Le Docteur Angélique s'inspire de la pensée de saint
Augustin pour qui le sein de la Vierge Marie est une chambre nuptiale où
s'unissent dans la personne du Verbe la nature divine et la nature humaine.
Pour saint Augustin, le corps de Jésus s'unit à l'Église formant ainsi
« le Christ total tête et corps »[5].
L'Incarnation comporte une dimension ecclésiale.
Marie a accueilli le Verbe au nom de l'humanité et pour l'humanité. Marie,
nouvelle Ève, accomplit la prophétie du livre de la Genèse en écrasant la tête
du serpent par sa foi (cf. Gn 3, 15). Elle est aussi la femme de
l'Apocalypse qui enfante une nouvelle humanité (cf. Ap 12).

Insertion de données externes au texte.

Issue #1873, opened 2021-06-15
prepared statement already exists while connecting to DB or executing requests


Uhta:
### Environment

* PostgreSQL version: 11
* PostgREST version: latest for 06/21
* Operating system: Windows 10

### Description of issue

Expected behaviour: no errors while connecting or executing a request

Actual behaviour: Error 42P05 "prepared statement \"0\" already exists"

### Steps to reproduce:
Install postgREST as docs say
Try to connect from cmd

steve-chavez:
Hey @Uhta,

Try adding `db-prepared-statements=false` to the config. If that doesn't work please try a previous version: https://github.com/PostgREST/postgrest/releases/tag/v7.0.1

Also, are you using a connection pooler? This looks similar to the error in https://github.com/PostgREST/postgrest/issues/1011.

Uhta:
Hello. I don't use a connection pooler.

Is it possible to use db-prepared-statment as an environmental variable? I want to use it in docker. 

I also added the line ```PREPARED_THRESHOLD = "0" ``` to config file and it seems to work. Any chance to use this as an environmental variable as well?

steve-chavez:
> Is it possible to use db-prepared-statment as an environmental variable? I want to use it in docker.

Yes, use it like `PGRST_DB_PREPARED_STATEMENTS=true`.

> I also added the line PREPARED_THRESHOLD = "0" to config file and it seems to work

:thinking: Weird, we don't have such a config option.

laurenceisla:
Transaction pooling is now compatible after commit db95bd1c3733eb979f4a65b3df0eaa16cadb4df2.

PR #1888, opened 2021-07-06
feat: add compatibility with connection poolers on transaction mode 

laurenceisla:
WIP

With the latest update in [`hasql-transaction`](https://github.com/nikita-volkov/hasql-transaction), now in version 1.0.1, there's now an option to not use Prepared Statements and be fully compatible with transaction pooling as it was mentioned in https://github.com/PostgREST/postgrest/pull/1633#issuecomment-718911934.

* [x] Update `hasql-transaction` to new version
* [x] Use `transaction` and `unpreparedTransaction` from the `hasql-transaction` library depending on the `db-prepared-statements` option
* [x] Add a hint to the 'prepared statement "0" already exists' error message (https://github.com/PostgREST/postgrest/issues/1011 and https://github.com/PostgREST/postgrest/issues/1873)
* [x] Add tests
* [x] Fix haskell dependencies for builds and continuous integration platforms


postgrest.cabal
```diff
@@ -87,7 +87,7 @@ library
                     , hasql-dynamic-statements  == 0.3.1
                     , hasql-notifications       >= 0.1 && < 0.2
                     , hasql-pool                >= 0.5 && < 0.6
-                    , hasql-transaction         >= 0.7.2 && < 1.1
+                    , hasql-transaction         >= 1.0.1
```
steve-chavez, line 90: Needs an upper bound:
```suggestion
                    , hasql-transaction         >= 1.0.1 && < 1.1
```

src/PostgREST/App.hs
```diff
@@ -190,14 +190,15 @@ postgrestResponse conf maybeDbStructure jsonDbS pgVer pool time req = do
...
 
-  runDbHandler pool (txMode apiRequest) jwtClaims .
+  runDbHandler pool (txMode apiRequest) jwtClaims (configDbPreparedStatements conf) .
     Middleware.optionalRollback conf apiRequest $
       Middleware.runPgLocals conf jwtClaims handleReq apiRequest jsonDbS
 
-runDbHandler :: SQL.Pool -> SQL.Mode -> Auth.JWTClaims -> DbHandler a -> Handler IO a
-runDbHandler pool mode jwtClaims handler = do
+runDbHandler :: SQL.Pool -> SQL.Mode -> Auth.JWTClaims -> Bool -> DbHandler a -> Handler IO a
+runDbHandler pool mode jwtClaims preparedStatements handler = do
```
steve-chavez, line 198: Hm, I think just `prepared` is good:
```suggestion
runDbHandler pool mode jwtClaims prepared handler = do
```

src/PostgREST/Error.hs
```diff
@@ -228,7 +228,19 @@ checkIsFatal (PgError _ (P.ConnectionError e))
...
+-- Check for a "prepared statement already exists" (Code 42P05: duplicate_prepared_statement).
+-- This would mean that a connection pooler in transaction mode is being used
+-- and incompatible features such as prepared statements or notification channels are enabled in the PostgREST configuration.
+checkIsFatal (PgError _ (P.SessionError (H.QueryError _ _ (H.ResultError (H.ServerError "42P05" _ _ _))))) =
+  Just $
+    "Hint: If you are using connection poolers in transaction mode,"
+    <> "try setting db-prepared-statements and db-channel-enabled to false."
+-- Check for "transaction blocks not allowed in statement pooling mode" errors (Code 08P01: protocol_violation).
+-- This would mean that a connection pooler in statement mode is being used which is not supported in PostgREST
+checkIsFatal (PgError _ (P.SessionError (H.QueryError _ _ (H.ResultError (H.ServerError "08P01" _ _ _))))) =
```
steve-chavez, line 242: @laurenceisla The `08P01` error code is looking too generic, I'm not sure if it could happen in other cases and then we give a misleading error. How about checking for the error message instead?

Does the pooler in statement mode give the exact "transaction blocks not allowed in statement pooling mode" error?

src/PostgREST/Error.hs
```diff
@@ -228,7 +228,19 @@ checkIsFatal (PgError _ (P.ConnectionError e))
   where isAuthFailureMessage = "FATAL:  password authentication failed" `isPrefixOf` toS failureMessage
         failureMessage = fromMaybe mempty e
 -- Chek for a syntax error(42601 is the pg code). This would mean the error is on our part somehow, so we treat it as fatal.
-checkIsFatal (PgError _ (P.SessionError (H.QueryError _ _ (H.ResultError (H.ServerError "42601" e _ _))))) = Just $ toS e
+checkIsFatal (PgError _ (P.SessionError (H.QueryError _ _ (H.ResultError (H.ServerError "42601" _ _ _))))) =
+  Just "Hint: This is probably a bug in PostgREST, please report it at https://github.com/PostgREST/postgrest/issues"
+-- Check for a "prepared statement already exists" (Code 42P05: duplicate_prepared_statement).
+-- This would mean that a connection pooler in transaction mode is being used
+-- and incompatible features such as prepared statements or notification channels are enabled in the PostgREST configuration.
```
steve-chavez, line 235: Hm, when the channel is enabled, does that give the duplicate prepared stmt error? If not, then this comment is not precise. Do we get a particular error for the channel when connecting to the tx pooler?

laurenceisla: You're right, the notification channel with transaction pooling doesn't give an error. I'll fix the comment and the hint.

src/PostgREST/Error.hs
laurenceisla: > Does the pooler in statement mode give the exact "transaction blocks not allowed in statement pooling mode" error?

Yes, it does. I added the message validation too.

monacoremo:
Rebased on main, should all be green now (at least everything built locally with nix and stack)

test/fixtures/schema.sql
```diff
@@ -2041,9 +2041,12 @@ returns setof v2.parents as $$
...
 $$ language sql;
 
--- Only used for manually testing creating prepared statements
-create view prepared_statements as
-select * from pg_catalog.pg_prepared_statements;
+-- Used to test if prepared statements are used
+create function uses_prepared_statements() returns bool as $$
+    select c > 0 from (
+      select count(name) as c from pg_catalog.pg_prepared_statements
+    ) ps;
```
steve-chavez, line 2048: I think this can be shortened to:
```suggestion
  select count(name) > 0 from pg_catalog.pg_prepared_statements;
```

La Constitution pastorale sur l'Église dans le monde
de ce temps « Gaudium et spes » enseigne que « par son
Incarnation, le Fils de Dieu s'est en quelque sorte uni lui-même à tout
homme » (n°22, 2). Par conséquent, la Vierge Marie est devenue aussi mère
de cette humanité ce qui peut expliquer en partie la dévotion des croyants des
religions non chrétiennes qui se rendent en pèlerinage dans les sanctuaires
mariaux comme Lourdes ou Notre-Dame de la Garde à Marseille.
Vénérer la Vierge Marie
Plus récemment, le père Marie-Joseph Lagrange
(1855-1938), dominicain, fondateur de l'École biblique de Jérusalem, notait
dans son Journal spirituel au cours de son noviciat au couvent royal de
Saint-Maximin : « La bienheureuse Vierge Marie a détruit dans sa
personne toutes les hérésies : elle est Mère de Dieu, donc, le Fils de
Dieu, Jésus-Christ, n'est qu'une seule personne, et il a deux natures puisqu'il
est aussi vraiment son Fils, né de sa substance[6]. »
L'histoire de l'Église montre aussi comment la
fréquentation de la Vierge Marie dans la prière loin d'éloigner les fidèles du
Christ les a rapprochés avec justesse de son mystère.
Aussi le concile Vatican II exhorte-t-il les
chrétiens à vénérer la Vierge Marie avec amour en lui adressant des prières
d'invocation et en cherchant à imiter sa foi[7].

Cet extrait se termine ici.